И тут наружный поднял глаза на друзей.

Узкие, обрамленные сеткой морщин, но при этом чистых, как лёд, голубых, как реклама новой губной пасты, глубокие, как страх парней.

— Ты, — неожиданно воскликнул старик, протягивая мерзкую гниющую руку к Кламо. От страха юноша чуть было не закричал.
Ну где же все те толпы людей, что всегда их окружали? Может, они тоже испугались, впали в оцепенение, и теперь весь мир замер навеки. А может, им просто некогда...

— Ты, - завопил наружный, теперь не двигаясь с места. Лишь костлявая рука слабо подрагивала. - Он был, как ты. Светлые волосы... Желтые глаза, - старик разошелся кашлем. - Он... Проспер. Любимый, — глаза прояснились от былого безумия. — Мы любили друг друга. А как мы целовались в той подворотне, — старик выглядел счастливым. Действительно счастливым. — Они считали нас больными, говорили, что все геи больны на голову. Но нам было хорошо, — ему хорошо. — Вместе нам было хорошо, — ему было хорошо. — Хорошо, что я... я... — он словно забыл слово. — Хорошо, что мы были геями...

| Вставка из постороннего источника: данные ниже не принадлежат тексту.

PR #2664, opened 2024-12-15
Truncate dict items if too long

aksh-at:
Currently fails when your Dict has large values.

---

- [x\ Client forward compatibility: this change ensures client can accept data intended for later versions of itself

---

</details>

### DIFF
--- a/modal/cli/dict.py
+++ b/modal/cli/dict.py
@@ -89,6 +89,10 @@ async def get(name: str, key: str, *, env: Optional[str] = ENV_OPTION):
     console.print(val)
 
 
+def _truncate(val: str) -> str:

Все трое замерли в немом оцепенении. Люди бежали мимо, всё куда-то опаздывая. А сквозь толпу пробивалось двое полицейских, желая быстрее разделаться с наружным...

***
Отдохнуть в тот вечер им так и не удалось. Сорванные планы и нервы, то и дело всплывающие в голове образы наружного, его глаза, рука...

Они молча сидели в своей комнатке в огромном общежитии. Эричук молча просматривал сегодняшние новости. Вот уже весь город знает о двух сбежавших с места происшествия юношах и наружном, задержанном на месте полицией. Странно, что его сразу не пристрелили. Хотя, успеется.

Кламо прислонился лбом к холодному окну. Вид особо не радовал. Очередное напоминание, что они всё ещё на территории учебного заведения, а вот университет, а там ворота и ещё один корпус с комнатами для тех, у кого рядом нет более приличного места для ночлега. Искусственное солнце, светящее с защитного купола, уже не согревало.

— А ведь нас могло и не быть, - со смешенным чувством грусти и разочарования сказал Ёжик. - Если бы тех двоих не убило током...

— Да-да, - отстранено буркнул Кламо. - Если б их не убило, нас бы не создали. Успокойся, уже столько лет прошло, хватит ворошить прошлое.

Эричук тяжело вздохнул. Он до сих пор считал себя виноватым в смерти тех двоих. А ведь его ещё тогда и в проекте не было. Он их даже не знал. А ведь с их смерти началась их жизнь. Так неужели они причастны к их гибели...

— А я вот всё время думаю, - нараспев сказал Кламо, нахмурив лоб. - Этот старик... Он сказал, что хорошо быть геем. Так вот. А кто такой этот гей?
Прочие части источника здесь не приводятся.